Using the data below, return the stretch from the line that contains "dcr-stripe: Good call. Done." through the line that contains "I'm now confident I got them all. I did", both included, exactly as it stands and nothing beyond it.
Given data Block Start
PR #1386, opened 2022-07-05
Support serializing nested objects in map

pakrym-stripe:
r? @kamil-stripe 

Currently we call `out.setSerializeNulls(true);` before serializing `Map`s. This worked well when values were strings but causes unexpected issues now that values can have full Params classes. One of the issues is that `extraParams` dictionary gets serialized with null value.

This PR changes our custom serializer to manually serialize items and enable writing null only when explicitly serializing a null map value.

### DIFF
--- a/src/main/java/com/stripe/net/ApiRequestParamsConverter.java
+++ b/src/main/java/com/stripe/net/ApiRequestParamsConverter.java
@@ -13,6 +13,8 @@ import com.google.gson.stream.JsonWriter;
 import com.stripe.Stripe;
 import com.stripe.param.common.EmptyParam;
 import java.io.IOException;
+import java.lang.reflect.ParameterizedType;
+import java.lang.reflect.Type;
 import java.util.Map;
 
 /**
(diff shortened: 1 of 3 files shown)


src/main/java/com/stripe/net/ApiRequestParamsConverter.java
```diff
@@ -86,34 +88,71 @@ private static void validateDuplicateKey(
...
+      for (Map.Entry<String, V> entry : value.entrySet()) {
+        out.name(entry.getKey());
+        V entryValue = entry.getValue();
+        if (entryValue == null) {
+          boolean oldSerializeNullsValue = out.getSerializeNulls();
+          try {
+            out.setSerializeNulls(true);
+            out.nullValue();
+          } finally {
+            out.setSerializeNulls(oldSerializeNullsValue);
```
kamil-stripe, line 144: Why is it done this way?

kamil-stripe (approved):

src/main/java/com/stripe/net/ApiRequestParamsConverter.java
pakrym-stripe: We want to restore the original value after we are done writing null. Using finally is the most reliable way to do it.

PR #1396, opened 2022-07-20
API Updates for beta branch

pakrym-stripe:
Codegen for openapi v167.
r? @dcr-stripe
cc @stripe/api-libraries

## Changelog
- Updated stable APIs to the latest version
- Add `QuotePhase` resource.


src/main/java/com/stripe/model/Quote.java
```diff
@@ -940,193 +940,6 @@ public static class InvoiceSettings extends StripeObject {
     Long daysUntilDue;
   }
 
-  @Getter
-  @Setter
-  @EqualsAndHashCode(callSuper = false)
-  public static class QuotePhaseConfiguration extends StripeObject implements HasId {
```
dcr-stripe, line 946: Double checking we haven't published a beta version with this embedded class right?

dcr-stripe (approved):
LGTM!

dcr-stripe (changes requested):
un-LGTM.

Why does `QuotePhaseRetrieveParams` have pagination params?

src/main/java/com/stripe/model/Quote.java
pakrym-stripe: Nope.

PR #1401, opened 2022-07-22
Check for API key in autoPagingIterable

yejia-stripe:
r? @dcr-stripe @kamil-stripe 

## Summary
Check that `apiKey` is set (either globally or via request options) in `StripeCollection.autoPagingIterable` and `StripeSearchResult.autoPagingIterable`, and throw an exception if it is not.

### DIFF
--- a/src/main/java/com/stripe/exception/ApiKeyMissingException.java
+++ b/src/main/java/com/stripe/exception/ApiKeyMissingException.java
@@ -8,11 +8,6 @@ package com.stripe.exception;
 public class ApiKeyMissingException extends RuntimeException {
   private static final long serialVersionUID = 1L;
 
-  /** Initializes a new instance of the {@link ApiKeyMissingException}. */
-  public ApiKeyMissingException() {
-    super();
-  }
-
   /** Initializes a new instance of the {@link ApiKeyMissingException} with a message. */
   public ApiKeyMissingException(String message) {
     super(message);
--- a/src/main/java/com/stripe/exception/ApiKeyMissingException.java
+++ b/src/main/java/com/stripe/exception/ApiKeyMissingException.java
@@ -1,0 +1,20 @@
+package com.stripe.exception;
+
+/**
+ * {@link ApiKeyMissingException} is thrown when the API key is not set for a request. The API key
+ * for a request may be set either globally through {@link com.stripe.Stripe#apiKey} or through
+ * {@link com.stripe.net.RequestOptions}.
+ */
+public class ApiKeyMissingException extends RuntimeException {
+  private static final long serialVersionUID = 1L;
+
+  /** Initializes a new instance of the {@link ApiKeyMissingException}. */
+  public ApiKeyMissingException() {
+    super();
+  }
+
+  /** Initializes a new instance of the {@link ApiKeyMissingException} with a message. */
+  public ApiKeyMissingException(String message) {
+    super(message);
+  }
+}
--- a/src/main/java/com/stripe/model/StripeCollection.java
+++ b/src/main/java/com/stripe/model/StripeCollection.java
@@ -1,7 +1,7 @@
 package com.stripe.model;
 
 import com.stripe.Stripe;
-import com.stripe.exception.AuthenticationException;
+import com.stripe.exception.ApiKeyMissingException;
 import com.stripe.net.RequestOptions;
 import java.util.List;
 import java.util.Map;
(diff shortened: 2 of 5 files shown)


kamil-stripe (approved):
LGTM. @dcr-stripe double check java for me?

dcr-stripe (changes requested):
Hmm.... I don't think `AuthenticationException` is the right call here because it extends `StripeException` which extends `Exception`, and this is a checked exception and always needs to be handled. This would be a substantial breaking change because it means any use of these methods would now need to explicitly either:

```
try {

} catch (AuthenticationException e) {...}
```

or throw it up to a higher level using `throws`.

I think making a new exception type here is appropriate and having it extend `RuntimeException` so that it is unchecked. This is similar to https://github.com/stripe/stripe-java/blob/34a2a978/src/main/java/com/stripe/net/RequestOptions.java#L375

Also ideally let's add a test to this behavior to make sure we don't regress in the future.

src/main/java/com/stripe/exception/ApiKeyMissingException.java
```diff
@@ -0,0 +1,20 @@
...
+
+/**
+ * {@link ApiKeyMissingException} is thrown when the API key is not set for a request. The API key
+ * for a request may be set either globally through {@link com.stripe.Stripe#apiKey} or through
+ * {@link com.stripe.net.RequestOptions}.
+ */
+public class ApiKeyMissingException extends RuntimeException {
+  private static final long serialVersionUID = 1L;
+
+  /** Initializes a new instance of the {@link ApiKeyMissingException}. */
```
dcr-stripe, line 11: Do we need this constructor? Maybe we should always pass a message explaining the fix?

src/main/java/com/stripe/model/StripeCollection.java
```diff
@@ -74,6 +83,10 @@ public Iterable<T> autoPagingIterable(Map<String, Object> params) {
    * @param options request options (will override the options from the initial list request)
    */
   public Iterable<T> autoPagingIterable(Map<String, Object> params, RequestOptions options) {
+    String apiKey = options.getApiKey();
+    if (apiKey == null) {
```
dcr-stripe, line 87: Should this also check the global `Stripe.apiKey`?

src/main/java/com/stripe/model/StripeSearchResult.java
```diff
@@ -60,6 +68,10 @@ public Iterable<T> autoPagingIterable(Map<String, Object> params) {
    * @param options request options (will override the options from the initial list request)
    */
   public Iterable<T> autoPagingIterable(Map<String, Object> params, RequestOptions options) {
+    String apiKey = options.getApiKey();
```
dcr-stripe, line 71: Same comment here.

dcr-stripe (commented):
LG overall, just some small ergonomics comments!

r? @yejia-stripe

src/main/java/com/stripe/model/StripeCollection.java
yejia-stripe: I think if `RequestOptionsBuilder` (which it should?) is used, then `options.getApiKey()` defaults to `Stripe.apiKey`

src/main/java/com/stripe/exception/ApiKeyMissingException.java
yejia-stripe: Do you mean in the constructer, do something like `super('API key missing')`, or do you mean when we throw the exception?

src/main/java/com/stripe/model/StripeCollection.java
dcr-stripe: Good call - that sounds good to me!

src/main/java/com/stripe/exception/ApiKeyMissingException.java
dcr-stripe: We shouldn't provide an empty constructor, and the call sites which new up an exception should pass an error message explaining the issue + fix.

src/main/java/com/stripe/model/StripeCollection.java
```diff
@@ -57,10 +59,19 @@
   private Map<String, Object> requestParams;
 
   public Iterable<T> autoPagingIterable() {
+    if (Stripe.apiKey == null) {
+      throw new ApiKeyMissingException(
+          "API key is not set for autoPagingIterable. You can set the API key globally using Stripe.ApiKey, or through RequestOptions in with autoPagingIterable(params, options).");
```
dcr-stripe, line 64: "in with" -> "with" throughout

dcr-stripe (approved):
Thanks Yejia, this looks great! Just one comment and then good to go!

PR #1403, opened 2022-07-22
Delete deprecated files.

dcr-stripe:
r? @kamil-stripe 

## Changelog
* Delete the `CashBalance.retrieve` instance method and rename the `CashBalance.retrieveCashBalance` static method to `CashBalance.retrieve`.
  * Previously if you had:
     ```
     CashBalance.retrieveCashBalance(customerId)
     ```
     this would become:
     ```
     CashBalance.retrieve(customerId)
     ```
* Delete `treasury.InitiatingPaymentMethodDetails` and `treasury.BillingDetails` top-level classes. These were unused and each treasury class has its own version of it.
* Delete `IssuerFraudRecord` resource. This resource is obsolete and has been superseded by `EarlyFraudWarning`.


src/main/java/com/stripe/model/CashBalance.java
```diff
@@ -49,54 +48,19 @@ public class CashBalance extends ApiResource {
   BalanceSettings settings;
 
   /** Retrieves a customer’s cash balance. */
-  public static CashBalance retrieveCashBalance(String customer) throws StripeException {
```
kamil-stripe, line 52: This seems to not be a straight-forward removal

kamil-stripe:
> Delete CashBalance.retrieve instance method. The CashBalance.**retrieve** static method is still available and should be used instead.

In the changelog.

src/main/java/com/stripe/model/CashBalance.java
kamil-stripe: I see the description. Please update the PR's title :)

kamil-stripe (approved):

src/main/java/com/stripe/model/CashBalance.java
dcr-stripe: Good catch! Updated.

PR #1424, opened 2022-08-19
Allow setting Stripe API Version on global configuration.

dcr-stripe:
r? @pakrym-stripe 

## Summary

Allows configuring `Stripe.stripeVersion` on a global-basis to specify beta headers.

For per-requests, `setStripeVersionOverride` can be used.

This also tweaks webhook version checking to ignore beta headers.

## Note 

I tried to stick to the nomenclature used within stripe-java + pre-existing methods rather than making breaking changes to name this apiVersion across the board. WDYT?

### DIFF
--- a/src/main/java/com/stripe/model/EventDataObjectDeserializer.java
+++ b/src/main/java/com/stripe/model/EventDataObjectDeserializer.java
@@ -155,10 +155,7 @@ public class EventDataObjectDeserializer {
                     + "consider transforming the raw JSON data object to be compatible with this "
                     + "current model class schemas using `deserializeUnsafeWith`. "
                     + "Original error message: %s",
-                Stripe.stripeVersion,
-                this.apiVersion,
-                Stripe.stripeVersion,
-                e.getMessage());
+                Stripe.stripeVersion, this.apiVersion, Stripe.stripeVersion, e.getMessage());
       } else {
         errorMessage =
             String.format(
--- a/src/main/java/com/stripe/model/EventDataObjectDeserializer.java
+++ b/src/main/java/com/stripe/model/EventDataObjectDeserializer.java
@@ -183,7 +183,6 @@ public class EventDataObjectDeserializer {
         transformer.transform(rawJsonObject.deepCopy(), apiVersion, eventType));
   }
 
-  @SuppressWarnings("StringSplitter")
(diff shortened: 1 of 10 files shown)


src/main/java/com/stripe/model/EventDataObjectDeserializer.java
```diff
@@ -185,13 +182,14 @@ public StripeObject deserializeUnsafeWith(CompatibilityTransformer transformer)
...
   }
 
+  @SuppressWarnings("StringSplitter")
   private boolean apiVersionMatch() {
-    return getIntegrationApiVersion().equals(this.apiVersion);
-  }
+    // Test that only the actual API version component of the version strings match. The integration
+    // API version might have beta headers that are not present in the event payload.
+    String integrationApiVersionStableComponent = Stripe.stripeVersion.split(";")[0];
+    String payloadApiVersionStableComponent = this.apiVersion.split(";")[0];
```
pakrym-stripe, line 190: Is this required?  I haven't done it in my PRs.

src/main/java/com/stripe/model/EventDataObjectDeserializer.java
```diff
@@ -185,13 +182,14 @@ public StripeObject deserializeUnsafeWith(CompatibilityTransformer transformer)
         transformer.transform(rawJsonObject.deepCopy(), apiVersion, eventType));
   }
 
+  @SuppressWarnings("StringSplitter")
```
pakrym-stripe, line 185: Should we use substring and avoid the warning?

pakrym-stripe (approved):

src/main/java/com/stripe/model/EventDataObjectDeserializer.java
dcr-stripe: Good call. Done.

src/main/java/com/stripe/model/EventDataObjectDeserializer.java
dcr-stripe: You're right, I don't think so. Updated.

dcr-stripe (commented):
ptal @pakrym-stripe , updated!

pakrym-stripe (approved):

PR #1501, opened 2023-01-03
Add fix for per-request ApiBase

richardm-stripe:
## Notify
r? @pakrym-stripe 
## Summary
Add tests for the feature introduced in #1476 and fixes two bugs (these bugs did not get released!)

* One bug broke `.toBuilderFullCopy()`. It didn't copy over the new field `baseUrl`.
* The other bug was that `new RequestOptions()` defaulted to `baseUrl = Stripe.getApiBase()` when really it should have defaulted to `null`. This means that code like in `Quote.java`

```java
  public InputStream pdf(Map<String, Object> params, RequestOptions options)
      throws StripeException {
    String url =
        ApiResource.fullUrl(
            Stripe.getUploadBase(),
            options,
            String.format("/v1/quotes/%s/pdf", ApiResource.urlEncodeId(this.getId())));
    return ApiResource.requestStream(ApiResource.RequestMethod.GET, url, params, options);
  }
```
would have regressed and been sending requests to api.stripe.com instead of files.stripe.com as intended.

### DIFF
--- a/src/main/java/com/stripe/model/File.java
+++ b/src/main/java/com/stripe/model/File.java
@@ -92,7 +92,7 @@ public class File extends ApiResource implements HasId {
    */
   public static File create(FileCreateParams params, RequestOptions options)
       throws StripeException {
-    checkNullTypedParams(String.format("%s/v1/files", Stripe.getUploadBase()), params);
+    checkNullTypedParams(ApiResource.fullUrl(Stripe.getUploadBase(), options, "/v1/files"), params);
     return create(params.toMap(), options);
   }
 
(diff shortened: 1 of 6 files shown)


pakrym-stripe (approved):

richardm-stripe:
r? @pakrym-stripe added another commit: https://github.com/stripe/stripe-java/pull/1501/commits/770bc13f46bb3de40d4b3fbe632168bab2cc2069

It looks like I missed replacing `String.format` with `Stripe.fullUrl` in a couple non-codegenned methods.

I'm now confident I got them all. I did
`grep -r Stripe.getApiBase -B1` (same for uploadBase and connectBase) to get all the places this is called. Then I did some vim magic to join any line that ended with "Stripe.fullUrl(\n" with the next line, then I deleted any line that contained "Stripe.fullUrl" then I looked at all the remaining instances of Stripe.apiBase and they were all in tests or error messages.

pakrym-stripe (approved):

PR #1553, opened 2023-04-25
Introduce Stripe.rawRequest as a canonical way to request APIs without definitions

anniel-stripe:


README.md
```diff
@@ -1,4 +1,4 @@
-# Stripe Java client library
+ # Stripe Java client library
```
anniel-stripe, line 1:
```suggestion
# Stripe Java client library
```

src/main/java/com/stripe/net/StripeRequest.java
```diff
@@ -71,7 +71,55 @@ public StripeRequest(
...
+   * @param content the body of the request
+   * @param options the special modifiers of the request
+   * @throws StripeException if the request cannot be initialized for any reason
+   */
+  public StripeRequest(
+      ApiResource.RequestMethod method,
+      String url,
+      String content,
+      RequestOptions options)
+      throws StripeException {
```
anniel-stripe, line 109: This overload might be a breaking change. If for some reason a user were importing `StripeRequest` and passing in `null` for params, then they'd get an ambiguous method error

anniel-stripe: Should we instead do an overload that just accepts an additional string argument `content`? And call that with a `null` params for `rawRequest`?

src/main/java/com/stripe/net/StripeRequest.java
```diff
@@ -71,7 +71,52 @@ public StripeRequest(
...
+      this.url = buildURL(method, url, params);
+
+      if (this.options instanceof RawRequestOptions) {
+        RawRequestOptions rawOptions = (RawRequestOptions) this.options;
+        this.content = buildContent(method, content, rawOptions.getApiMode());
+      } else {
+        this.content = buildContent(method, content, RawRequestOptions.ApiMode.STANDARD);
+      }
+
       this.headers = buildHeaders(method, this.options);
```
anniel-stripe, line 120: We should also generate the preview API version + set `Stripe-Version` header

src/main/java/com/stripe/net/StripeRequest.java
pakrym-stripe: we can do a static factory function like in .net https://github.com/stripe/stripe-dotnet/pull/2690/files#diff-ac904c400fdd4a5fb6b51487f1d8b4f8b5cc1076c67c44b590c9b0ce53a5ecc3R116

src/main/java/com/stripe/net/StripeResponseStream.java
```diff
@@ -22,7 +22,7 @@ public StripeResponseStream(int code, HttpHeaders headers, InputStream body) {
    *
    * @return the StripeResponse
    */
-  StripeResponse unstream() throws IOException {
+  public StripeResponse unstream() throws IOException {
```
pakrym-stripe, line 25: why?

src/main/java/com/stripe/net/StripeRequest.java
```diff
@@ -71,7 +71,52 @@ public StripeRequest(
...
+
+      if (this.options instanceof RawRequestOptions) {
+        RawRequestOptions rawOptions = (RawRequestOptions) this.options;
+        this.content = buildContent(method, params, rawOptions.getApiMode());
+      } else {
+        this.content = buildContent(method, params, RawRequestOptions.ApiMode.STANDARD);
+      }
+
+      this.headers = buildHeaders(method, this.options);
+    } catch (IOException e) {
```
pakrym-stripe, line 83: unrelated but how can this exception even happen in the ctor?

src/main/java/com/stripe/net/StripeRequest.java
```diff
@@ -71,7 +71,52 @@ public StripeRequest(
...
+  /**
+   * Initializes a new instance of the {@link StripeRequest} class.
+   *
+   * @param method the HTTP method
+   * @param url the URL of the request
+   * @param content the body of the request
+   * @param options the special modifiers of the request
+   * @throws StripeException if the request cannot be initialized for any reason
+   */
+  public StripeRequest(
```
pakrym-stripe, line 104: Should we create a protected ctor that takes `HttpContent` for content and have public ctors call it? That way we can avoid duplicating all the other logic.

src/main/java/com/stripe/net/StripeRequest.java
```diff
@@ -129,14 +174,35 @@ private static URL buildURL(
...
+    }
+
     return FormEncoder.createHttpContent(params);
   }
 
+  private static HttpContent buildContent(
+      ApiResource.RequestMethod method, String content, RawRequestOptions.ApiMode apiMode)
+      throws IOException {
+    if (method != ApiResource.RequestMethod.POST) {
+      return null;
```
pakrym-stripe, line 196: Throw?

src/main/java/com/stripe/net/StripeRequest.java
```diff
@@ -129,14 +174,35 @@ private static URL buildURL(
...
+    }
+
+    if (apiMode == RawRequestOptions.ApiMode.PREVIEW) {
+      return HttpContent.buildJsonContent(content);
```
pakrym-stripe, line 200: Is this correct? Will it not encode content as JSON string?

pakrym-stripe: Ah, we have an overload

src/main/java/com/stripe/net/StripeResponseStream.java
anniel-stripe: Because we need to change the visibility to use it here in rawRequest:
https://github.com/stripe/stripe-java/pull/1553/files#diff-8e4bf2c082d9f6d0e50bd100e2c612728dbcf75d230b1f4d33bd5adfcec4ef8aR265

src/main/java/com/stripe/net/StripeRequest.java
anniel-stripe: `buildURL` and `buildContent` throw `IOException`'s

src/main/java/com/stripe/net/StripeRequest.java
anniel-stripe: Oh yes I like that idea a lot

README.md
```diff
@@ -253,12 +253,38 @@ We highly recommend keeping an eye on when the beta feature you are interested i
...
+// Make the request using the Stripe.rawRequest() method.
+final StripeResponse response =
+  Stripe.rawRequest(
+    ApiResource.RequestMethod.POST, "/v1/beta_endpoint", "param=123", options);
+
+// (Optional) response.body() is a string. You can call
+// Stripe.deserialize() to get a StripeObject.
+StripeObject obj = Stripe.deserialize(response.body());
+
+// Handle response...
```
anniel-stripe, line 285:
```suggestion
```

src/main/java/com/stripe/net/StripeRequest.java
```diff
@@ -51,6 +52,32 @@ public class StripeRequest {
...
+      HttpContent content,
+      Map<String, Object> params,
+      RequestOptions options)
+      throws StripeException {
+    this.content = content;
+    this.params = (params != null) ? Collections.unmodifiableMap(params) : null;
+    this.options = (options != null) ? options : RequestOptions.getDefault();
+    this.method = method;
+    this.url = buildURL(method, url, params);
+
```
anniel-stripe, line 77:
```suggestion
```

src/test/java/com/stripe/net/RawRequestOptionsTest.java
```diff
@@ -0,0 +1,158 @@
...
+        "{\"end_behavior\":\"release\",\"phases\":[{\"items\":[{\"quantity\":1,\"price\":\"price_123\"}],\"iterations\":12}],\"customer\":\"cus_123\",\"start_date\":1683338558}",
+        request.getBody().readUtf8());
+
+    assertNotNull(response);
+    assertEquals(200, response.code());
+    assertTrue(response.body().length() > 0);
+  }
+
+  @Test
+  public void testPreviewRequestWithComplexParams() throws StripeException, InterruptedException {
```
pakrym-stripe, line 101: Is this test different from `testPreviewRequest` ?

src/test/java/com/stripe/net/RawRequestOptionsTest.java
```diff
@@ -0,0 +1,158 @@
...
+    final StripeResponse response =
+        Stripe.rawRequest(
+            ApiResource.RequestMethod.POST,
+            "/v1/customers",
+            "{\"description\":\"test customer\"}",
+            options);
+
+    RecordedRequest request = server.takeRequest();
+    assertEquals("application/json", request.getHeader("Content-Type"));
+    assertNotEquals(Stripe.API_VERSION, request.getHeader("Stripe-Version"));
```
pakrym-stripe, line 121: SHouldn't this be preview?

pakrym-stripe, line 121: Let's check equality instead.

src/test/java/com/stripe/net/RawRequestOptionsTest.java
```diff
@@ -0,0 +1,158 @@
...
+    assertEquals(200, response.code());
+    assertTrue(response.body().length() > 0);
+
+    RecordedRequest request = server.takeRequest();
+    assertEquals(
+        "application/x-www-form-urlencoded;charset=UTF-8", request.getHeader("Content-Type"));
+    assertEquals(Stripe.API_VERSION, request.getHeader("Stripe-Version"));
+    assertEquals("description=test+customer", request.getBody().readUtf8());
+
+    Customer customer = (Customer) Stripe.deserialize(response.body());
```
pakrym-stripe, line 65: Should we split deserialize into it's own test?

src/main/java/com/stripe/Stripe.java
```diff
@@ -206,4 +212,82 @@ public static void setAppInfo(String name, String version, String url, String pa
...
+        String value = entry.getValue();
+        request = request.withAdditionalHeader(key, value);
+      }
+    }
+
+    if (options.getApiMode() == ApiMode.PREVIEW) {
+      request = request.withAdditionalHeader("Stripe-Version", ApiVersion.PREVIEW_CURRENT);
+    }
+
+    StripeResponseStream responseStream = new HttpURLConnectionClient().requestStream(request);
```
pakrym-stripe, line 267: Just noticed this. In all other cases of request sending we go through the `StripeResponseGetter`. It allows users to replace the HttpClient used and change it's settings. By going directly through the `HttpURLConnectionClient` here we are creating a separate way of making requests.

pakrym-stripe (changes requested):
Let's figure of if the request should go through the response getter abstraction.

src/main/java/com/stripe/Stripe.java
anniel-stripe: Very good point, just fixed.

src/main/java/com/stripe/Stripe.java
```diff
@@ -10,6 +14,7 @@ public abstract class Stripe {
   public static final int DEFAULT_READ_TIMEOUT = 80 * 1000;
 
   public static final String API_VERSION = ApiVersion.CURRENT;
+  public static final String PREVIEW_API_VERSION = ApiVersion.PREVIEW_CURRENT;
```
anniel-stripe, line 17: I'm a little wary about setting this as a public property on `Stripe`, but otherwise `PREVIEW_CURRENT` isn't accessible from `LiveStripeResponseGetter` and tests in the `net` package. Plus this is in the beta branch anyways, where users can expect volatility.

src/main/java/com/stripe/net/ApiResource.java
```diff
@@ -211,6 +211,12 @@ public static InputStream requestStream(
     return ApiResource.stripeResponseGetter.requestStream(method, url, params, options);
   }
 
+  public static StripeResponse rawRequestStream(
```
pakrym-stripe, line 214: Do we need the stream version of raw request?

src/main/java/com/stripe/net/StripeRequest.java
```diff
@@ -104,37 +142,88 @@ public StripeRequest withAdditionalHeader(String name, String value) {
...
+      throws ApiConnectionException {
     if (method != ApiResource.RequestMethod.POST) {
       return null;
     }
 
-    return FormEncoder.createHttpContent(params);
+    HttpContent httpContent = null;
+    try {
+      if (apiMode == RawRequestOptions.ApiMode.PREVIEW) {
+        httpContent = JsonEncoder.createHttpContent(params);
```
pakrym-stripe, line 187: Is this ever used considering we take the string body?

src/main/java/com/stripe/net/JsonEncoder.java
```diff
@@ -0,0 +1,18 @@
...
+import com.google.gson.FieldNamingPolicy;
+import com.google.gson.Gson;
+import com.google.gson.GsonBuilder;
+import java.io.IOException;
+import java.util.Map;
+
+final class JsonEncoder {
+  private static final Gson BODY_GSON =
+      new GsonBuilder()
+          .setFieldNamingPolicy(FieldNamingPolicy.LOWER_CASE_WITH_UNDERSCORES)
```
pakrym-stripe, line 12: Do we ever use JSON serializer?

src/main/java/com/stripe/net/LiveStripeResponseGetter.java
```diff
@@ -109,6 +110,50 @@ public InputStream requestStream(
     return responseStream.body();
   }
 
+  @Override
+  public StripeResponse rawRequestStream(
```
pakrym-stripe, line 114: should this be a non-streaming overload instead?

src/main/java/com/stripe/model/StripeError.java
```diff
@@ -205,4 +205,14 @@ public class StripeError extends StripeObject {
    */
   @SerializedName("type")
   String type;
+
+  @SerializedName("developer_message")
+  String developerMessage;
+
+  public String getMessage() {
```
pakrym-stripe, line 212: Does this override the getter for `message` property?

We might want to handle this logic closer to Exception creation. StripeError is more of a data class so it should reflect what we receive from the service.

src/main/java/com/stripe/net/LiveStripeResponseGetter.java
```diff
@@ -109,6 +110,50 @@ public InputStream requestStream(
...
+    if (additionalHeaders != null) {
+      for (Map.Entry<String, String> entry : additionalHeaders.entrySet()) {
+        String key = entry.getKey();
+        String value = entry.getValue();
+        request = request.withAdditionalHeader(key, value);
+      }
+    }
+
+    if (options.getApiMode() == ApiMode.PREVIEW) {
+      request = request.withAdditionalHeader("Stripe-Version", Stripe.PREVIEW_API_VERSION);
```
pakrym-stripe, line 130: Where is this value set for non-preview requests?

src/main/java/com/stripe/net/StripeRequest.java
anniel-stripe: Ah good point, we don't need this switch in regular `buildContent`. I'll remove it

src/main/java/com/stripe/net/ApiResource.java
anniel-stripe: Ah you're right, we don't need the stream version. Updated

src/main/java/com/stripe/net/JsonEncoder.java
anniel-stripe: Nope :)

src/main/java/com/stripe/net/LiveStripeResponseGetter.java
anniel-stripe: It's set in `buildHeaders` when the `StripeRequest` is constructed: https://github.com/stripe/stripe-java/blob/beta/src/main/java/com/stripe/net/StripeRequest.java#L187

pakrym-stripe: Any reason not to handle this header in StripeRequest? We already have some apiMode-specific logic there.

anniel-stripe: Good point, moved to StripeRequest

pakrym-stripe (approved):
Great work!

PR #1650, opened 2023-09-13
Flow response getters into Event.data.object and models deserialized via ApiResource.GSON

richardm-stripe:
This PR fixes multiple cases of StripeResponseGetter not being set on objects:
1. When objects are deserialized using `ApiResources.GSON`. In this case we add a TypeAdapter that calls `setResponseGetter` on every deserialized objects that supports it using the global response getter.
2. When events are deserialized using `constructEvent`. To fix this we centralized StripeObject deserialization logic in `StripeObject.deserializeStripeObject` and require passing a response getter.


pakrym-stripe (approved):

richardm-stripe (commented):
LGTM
Given data Block End
■ Answer section:
dcr-stripe: Good call. Done.

src/main/java/com/stripe/model/EventDataObjectDeserializer.java
dcr-stripe: You're right, I don't think so. Updated.

dcr-stripe (commented):
ptal @pakrym-stripe , updated!

pakrym-stripe (approved):

PR #1501, opened 2023-01-03
Add fix for per-request ApiBase

richardm-stripe:
## Notify
r? @pakrym-stripe 
## Summary
Add tests for the feature introduced in #1476 and fixes two bugs (these bugs did not get released!)

* One bug broke `.toBuilderFullCopy()`. It didn't copy over the new field `baseUrl`.
* The other bug was that `new RequestOptions()` defaulted to `baseUrl = Stripe.getApiBase()` when really it should have defaulted to `null`. This means that code like in `Quote.java`

```java
  public InputStream pdf(Map<String, Object> params, RequestOptions options)
      throws StripeException {
    String url =
        ApiResource.fullUrl(
            Stripe.getUploadBase(),
            options,
            String.format("/v1/quotes/%s/pdf", ApiResource.urlEncodeId(this.getId())));
    return ApiResource.requestStream(ApiResource.RequestMethod.GET, url, params, options);
  }
```
would have regressed and been sending requests to api.stripe.com instead of files.stripe.com as intended.

### DIFF
--- a/src/main/java/com/stripe/model/File.java
+++ b/src/main/java/com/stripe/model/File.java
@@ -92,7 +92,7 @@ public class File extends ApiResource implements HasId {
    */
   public static File create(FileCreateParams params, RequestOptions options)
       throws StripeException {
-    checkNullTypedParams(String.format("%s/v1/files", Stripe.getUploadBase()), params);
+    checkNullTypedParams(ApiResource.fullUrl(Stripe.getUploadBase(), options, "/v1/files"), params);
     return create(params.toMap(), options);
   }
 
(diff shortened: 1 of 6 files shown)


pakrym-stripe (approved):

richardm-stripe:
r? @pakrym-stripe added another commit: https://github.com/stripe/stripe-java/pull/1501/commits/770bc13f46bb3de40d4b3fbe632168bab2cc2069

It looks like I missed replacing `String.format` with `Stripe.fullUrl` in a couple non-codegenned methods.

I'm now confident I got them all. I did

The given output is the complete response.